Three Things I learned After Evaluating 500 Companies in 2022

David Paul
2 min readDec 10, 2022

I had a goal of deploying $3M in 2022. I actually deployed $0 in 2022. It was very humbling to say the least. It was not for a lack of trying as we at DWP Capital had screened over 500 deals. If I was to summarize three things that I have learned it would be as follows:

The Abundance of Capital has Created an Abundance of Waste:

Every piece of trash in this picture represents a SaaS company that will lose steam and most likely die in 2023. Everyone and their mother wanted to play founder in the last two years and started companies with some capability but solved minor or small problems. Unfortunately, these tools will lose their novelty in a contracting market, and there will be a churn tsunami.
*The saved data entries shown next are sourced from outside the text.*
PR #204, opened 2022-11-22
Add nightly build with GitHub Actions

jdblischak:
**Summary:** This PR adds a GitHub Actions workflow to build and test the latest TileDB-MariaDB with the latest libtiledb every night

Notes:

* Translated from the existing Azure pipeline. I was able to simplify by removing Azure-specific steps, and also the nightly build doesn't need to test `SUPERBUILD=OFF`
* Did my best to remove any GitHub Actions specific functionality. This makes it possible to run the entire pipeline locally, eg
    ```sh
    bash scripts/nightly/checkout.sh
    bash scripts/nightly/setup-ubuntu.sh
    bash scripts/nightly/build-libtiledb.sh
    bash scripts/nightly/build-tiledb-mariadb.sh
    ```

Plans for future improvements:

* Currently the CI scripts download and build the latest libtiledb from source. The next step is to modify `CMakeLists.txt` to have the option to automatically build the latest libtiledb from source
* Automatically open an Issue for a failed build

### DIFF
--- a/scripts/nightly/build-libtiledb.sh
+++ b/scripts/nightly/build-libtiledb.sh
@@ -1,0 +1,16 @@
+#!/bin/bash
+set -eux
+
+# Build libtiledb from source
+
+cd libtiledb
+mkdir -p build
+cd build
+cmake \
+  -DTILEDB_VERBOSE=ON \
+  -DTILEDB_S3=ON \
+  -DTILEDB_SERIALIZATION=ON \
+  -DCMAKE_BUILD_TYPE=Debug \
+  ..
+make -j2
+sudo make -C tiledb install
--- a/.github/workflows/nightly.yaml
+++ b/.github/workflows/nightly.yaml
@@ -1,0 +1,38 @@
+name: nightly
+on:
+  push:
+    paths:
+      - '.github/workflows/nightly.yaml'
+      - 'scripts/nightly/**'
+  schedule:
+    - cron: "0 2 * * *" # Every night at 2 AM UTC (9 PM EST; 10 PM EDT)
+  workflow_dispatch:
+jobs:
+  build:
+    runs-on: ${{ matrix.os }}
+    name: nightly-${{ matrix.os }}
+    strategy:
+      fail-fast: false
+      matrix:
+        os: ["macos-12", "ubuntu-20.04"]
+    env:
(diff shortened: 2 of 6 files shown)


jdblischak:
Since this PR isn't going to build a brand new GitHub Actions workflow, you can see the build logs in my fork:

https://github.com/jdblischak/TileDB-MariaDB/actions/runs/3524910709

scripts/nightly/build-libtiledb.sh
```diff
@@ -0,0 +1,16 @@
...
+mkdir -p build
+cd build
+cmake \
+  -DTILEDB_VERBOSE=ON \
+  -DTILEDB_S3=ON \
+  -DTILEDB_SERIALIZATION=ON \
+  -DCMAKE_BUILD_TYPE=Debug \
+  ..
+make -j2
+sudo make -C tiledb install
```
Shelnutt2, line 16: Do we need a `sudo ldconfig` for linux?

Shelnutt2 (approved):
One comment, otherwise lgtm! Great work!!

scripts/nightly/build-libtiledb.sh
jdblischak: I don't know for sure. At the very least it isn't required for a successful build.

* I update `LD_LIBRARY_PATH` in `scripts/nightly/build-tiledb-mariadb.sh`. This is the same strategy as is used in the Azure pipeline. However, I see in the Docker files that they instead run `ldconfig`. Since I can't run `ldconfig` on macOS, I'd prefer to keep it as is (ie set `LD_LIBRARY_PATH` on Ubuntu and `DYLD_LIBRARY_PATH` on macOS)
* As far as I can tell, MyTile is able to find and use the locally compiled libtiledb, eg [here](https://github.com/jdblischak/TileDB-MariaDB/actions/runs/3524910709/jobs/5910944210#step:7:895)

Shelnutt2: Thanks for the details, I'm fine with the env vars. Was more asking since we use it in docker. Docker though are a little more generic and we assume users might inherit from our containers and thus potentially change env variables.

jdblischak:
The new nightly builds passed post-merge :-)

https://github.com/TileDB-Inc/TileDB-MariaDB/actions/runs/3526133624/jobs/5913698988

Going forward, they should only run nightly, unless the YAML or CI scripts are edited.

PR #215, opened 2023-01-03
Remove macOS installation of libjudy

ihnorton:
libjudy is required by MariaDB's optional OQGraph plugin, which we do not need for nightly testing. The homebrew package is unmaintained and regularly fails to install.

We'll still have coverage on linux.

Fixes https://github.com/TileDB-Inc/TileDB-MariaDB/issues/214


ihnorton:
cc @jdblischak

PR #228, opened 2023-01-18
Update to TileDB 2.14.0

Shelnutt2:
Update to TileDB 2.14.0

PR #229, opened 2023-01-18
Support UTF-8 string condition pushdown

Shelnutt2:
Support UTF-8 string condition pushdown. This depends on #228 . Unit tests are not yet added, @DimitrisStaratzis will do it in a followup as we need to enable easier creation of utf-8 datatype attributes.


jdblischak:
I was surprised that this PR triggered the nightly builds. However, I think I figured it out. When you rebased your branch today to include my recent commit that updated the nightly builds, and then pushed to an internal branch in this repo, that triggered GitHub Actions via a `push` trigger. That also explains why it wasn't triggered when the PR was first opened (as expected).

PR #234, opened 2023-01-28
remove usage of deprecated array constructors with encryption

DimitrisStaratzis:
Ran a manual nightly build here: https://github.com/TileDB-Inc/TileDB-MariaDB/actions/runs/4031658316


Shelnutt2 (changes requested):
We need to use the new constructors that support time traveling.

PR #235, opened 2023-02-02
adding support for OR pushdown

DimitrisStaratzis:


mytile/ha_mytile.cc
```diff
@@ -1282,32 +1283,69 @@ void tile::mytile::dealloc_buffers() {
...
+  // Depending on the condition type (OR, AND), we create a combination of
+  // conditions. Then we combine this combined Query Condition with the "master"
+  // Query Condition with an AND. In the end, the "master" Query Condition
+  // contains all the sub conditions.
   for (uint32_t i = 0; i < arglist->elements; i++) {
     if ((subitem = li++)) {
       // COND_ITEMs
-      cond_push_local(dynamic_cast<const COND *>(subitem));
+      cond_push_local(dynamic_cast<const COND *>(subitem), queryCondition);
+      // Dimensions do not support QCs, hence the queryCondition ptr
```
Shelnutt2, line 1313: Actually we do allow dimensions to have conditions now. Its still best to use a range or convert to a range where we can. However in some complex scenarios it makes sense. I.e `SELECT * FROM array WHERE (dim1 = 0 and attr1 = 1) OR (dim1 = 2 and attr1 = 3)`. In that case the idea thin is to grab `dim1` and set the range to `[0, 2]` but also apply the query condition to get the finer filtering.

mytile/ha_mytile.h
```diff
@@ -306,7 +309,8 @@ class mytile : public handler {
    * @param cond condition being pushed
    * @return condition stack which could not be pushed
    */
-  const COND *cond_push_local(const COND *cond);
+  const COND *cond_push_local(const COND *cond,
```
Shelnutt2, line 312: Please add the `QueryCondition` parameter to the doc strings

mytile/ha_mytile.h
```diff
@@ -266,14 +266,17 @@ class mytile : public handler {
...
+  const COND *cond_push_func(const Item_func *func_item,
+                             std::shared_ptr<tiledb::QueryCondition> &pPtr);
 
   /**
    * Handle datetiem function pushdowns
    * @param func_item
    * @return
    */
-  const COND *cond_push_func_datetime(const Item_func *func_item);
+  const COND *
```
Shelnutt2, line 277: Please add the `QueryCondition` parameter to the doc strings

mytile/ha_mytile.h
```diff
@@ -266,14 +266,17 @@ class mytile : public handler {
    * @param func_item
    * @return
    */
-  const COND *cond_push_func(const Item_func *func_item);
+  const COND *cond_push_func(const Item_func *func_item,
```
Shelnutt2, line 269: Please add the `QueryCondition` parameter to the doc strings

Shelnutt2 (approved):
Looking good! A few minor nits. The largest one about supporting dimension query condition, I think this should be a separate followup PR.

PR #301, opened 2023-12-18
Add superbuild configuration into CI/CD stable matrix

dudoslav:
This PR adds superbuild variant into CI/CD matrix for Linux platform only, since the Mac OS superbuild does not work yet.


DimitrisStaratzis (approved):
Great! See only if we could add "superbuild" in the name.

dudoslav:
Yea you are right, I kind of thought that these github workflows will contain configuration in their name :/

dudoslav:
Done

Network-Based Sourcing Has Gone by way of the Dodo Bird:

Fund investors are incentivized to raise more funds. To do that, they must mark their books with theoretical unrealized gains from other investors. Suppose the company’s valuation isn’t a good enough markup for them to market. In that case, they will push for different types of SAFE/convertible financings to delay pricing until the company grows into its valuation to avoid down rounds. My lesson is that no seed funds will introduce their portfolio to everyone.

“Investing is Fucking Hard”- Bill Gurley:

The quote above I took from the legendary Bill Gurley from a conference I attended in Miami earlier in the year. Being able to take an early-stage private company to liquidity becomes increasingly harder every day. Yet, finding the best opportunities and yielding the best returns takes grit, perseverance, and conviction.

After contemplating these lessons, I have honed my investment thesis further to find the right company profile. More on that later.